Unbeknownst to many, one of the biggest obstacles to competing in searches is a lack of crawl neutrality. The only way to build an independent search engine and stand a chance of competing fairly with Big Tech is to search the internet efficiently and effectively first. However, the web is an actively hostile environment for novice search engine crawlers, with most websites allowing only Google’s crawler and discriminating against other search engine crawlers such as Neevas†
This all-important yet often overlooked issue has a huge impact on preventing startup search engines like Neeva from providing users with real alternatives, further reducing competition in search. As with net neutrality, today we need an approach to crawl neutrality. Without a change in policy and behavior, competitors will continue to look to fight with one hand tied behind their back.
Let’s start at the beginning. Building a comprehensive index of the web is a prerequisite to be able to compete in search results. In other words, the first step to building the Neeva Search Engine is “downloading the internet” via Neeva’s crawler, called Neevabot.

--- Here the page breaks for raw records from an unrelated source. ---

PR #53, opened 2021-12-30
Add support for deleting a single item from map

stanek-michal:
Also make sure to report errors from bpf_map_get_next_key

### DIFF
--- a/non-GPL/HostIsolationMapsUtil/UpdateMaps.c
+++ b/non-GPL/HostIsolationMapsUtil/UpdateMaps.c
@@ -31,7 +31,10 @@ ebpf_create_map(enum ebpf_hostisolation_map map_id,
                 int *map_fd);
 static int
 ebpf_clear_map(const char *map_path,
-                enum ebpf_hostisolation_map map_id);
+               enum ebpf_hostisolation_map map_id);
+static int
+ebpf_map_delete_key(const char *map_path,
+                    const void *key);
 
 int
 ebpf_map_allowed_IPs_add(uint32_t IPaddr)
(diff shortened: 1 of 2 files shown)


ferullo (approved):
LGTM if it works.

This will be released in a patch release. Is the merge target ok for that?

stanek-michal:
> This will be released in a patch release. Is the merge target ok for that?

Not really, I was planning on merging this to `main` while actually checking out `delete_item_from_map_oldhead` in Endpoint, which is this single commit on top of the previous checked out Ebpf revision. This is because some additional work is needed to get Endpoint to work with `main` (modify build scripts, test if legacy kprobe loading still works on old kernels, switch to new toolchain in CI).

ferullo:
Hmm. Should we start a 7.16 branch of this repo then?

ferullo:
Thinking it more, we definitely should start a 7.16 branch based off the commit haha 7.16 has been released from in the past.

fntlnz (approved):
LGTM, thanks @stanek-michal

fntlnz:
Starting a 7.16 branch looks like a great idea, main is also under heavy development right now.

intxgo (approved):

non-GPL/HostIsolationMapsUtil/UpdateMaps.c
```diff
@@ -197,16 +269,27 @@ ebpf_clear_map(const char *map_path,
...
+        {
+            // map is already empty
+            rv = 0;
+            goto cleanup;
+        }
+        else
+        {
+            // failure (perhaps not supported)
+            rv = -1;
+            ebpf_log("Error getting next key while clearing map, errno=%d\n", errno);
```
ferullo, line 282: this line hits for me on a 4.15 kernel with errno 524

nicholasberlin: perhaps we need to clear `errno` before calling `bpf_map_get_next_key`?

nicholasberlin (approved):

non-GPL/HostIsolationMapsUtil/UpdateMaps.c
stanek-michal: I answered in the Endpoint PR which uses this - it turned out lpm_trie maps didn't have support for deleting keys until around 4.17.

This is where the trouble begins. For the most part, websites only allow free access to Google and Bing crawlers, while discriminating against other crawlers like Neeva’s. These sites either allow everything else in their robots.txt files, or (more often) say nothing in robots.txt, but return errors instead of content to other crawlers. The intention may be to filter out malicious actors, but the result is that the baby is thrown out with the bathwater. And you can’t show search results if you can’t crawl the web.
This forces startups to spend inordinate amounts of time and resources coming up with workarounds. For example, Neeva implements a policy of “crawling a site as long as the robots.txt allows GoogleBot and does not specifically prohibit Neevabot.” Even after a workaround like this, areas of the web that contain useful search results remain inaccessible to many search engines.
As a second example, many websites will often allow a non-Google crawler through robots.txt and block it in other ways, either by generating different types of errors (503s, 429s,…) or by giving speed limit. To crawl these sites, one has to implement workarounds such as “obscure by crawling using a set of proxy IPs that rotate periodically.” Legitimate search engines like Neeva are not inclined to use these kinds of workarounds.
These roadblocks are often targeted at malicious bots, but have the effect of suppressing legitimate search competition. At Neeva, we put a lot of effort into building a well-behaved crawler that respects speed limits and crawls at the minimum speed needed to build a great search engine. Meanwhile, Google has carte blanche. It crawls the web 50 billion pages a day. It visits every page on the Internet every three days and loads the network bandwidth on all websites. This is the monopolist’s tax on the Internet.
For the lucky crawlers among us, a number of benefactors, webmasters, and well-meaning publishers can help whitelist your bot. Thanks to them, Neeva’s crawl is now running hundreds of millions of pages per day, on track to soon reach billions of pages per day. Even so, it still requires identifying the right people in these companies that you can talk, email, and cold calling, and hope for goodwill from webmasters on webmaster aliases that are typically ignored. A temporary solution that is not scalable.
Getting permission to crawl shouldn’t be about who you know. There must be a level playing field for everyone who participates and abide by the rules. Google is a search monopoly. Websites and webmasters face an impossible choice. Let Google crawl them or don’t show them prominently in Google results. As a result, Google’s search monopoly makes the Internet in general strengthen the monopoly by giving Googlebot preferential access.
The Internet should not discriminate between search engine crawlers based on who they are. Neeva’s crawler can crawl the web at the speed and depth that Google does. There are no technical restrictions, only anticompetitive market forces that make it more difficult to compete fairly. And if it’s too much extra work for webmasters to distinguish bad bots that slow down their websites from legitimate search engines, those who have free rein, such as GoogleBot, should be forced to share their data with responsible actors.
Regulators and policy makers need to step in if they want competition. The market needs creep neutrality, similar to net neutrality.
Vivek Raghunathan is the co-founder of Neeva, an ad-free private search engine. Asim Shankar is Neeva’s Chief Technology Officer.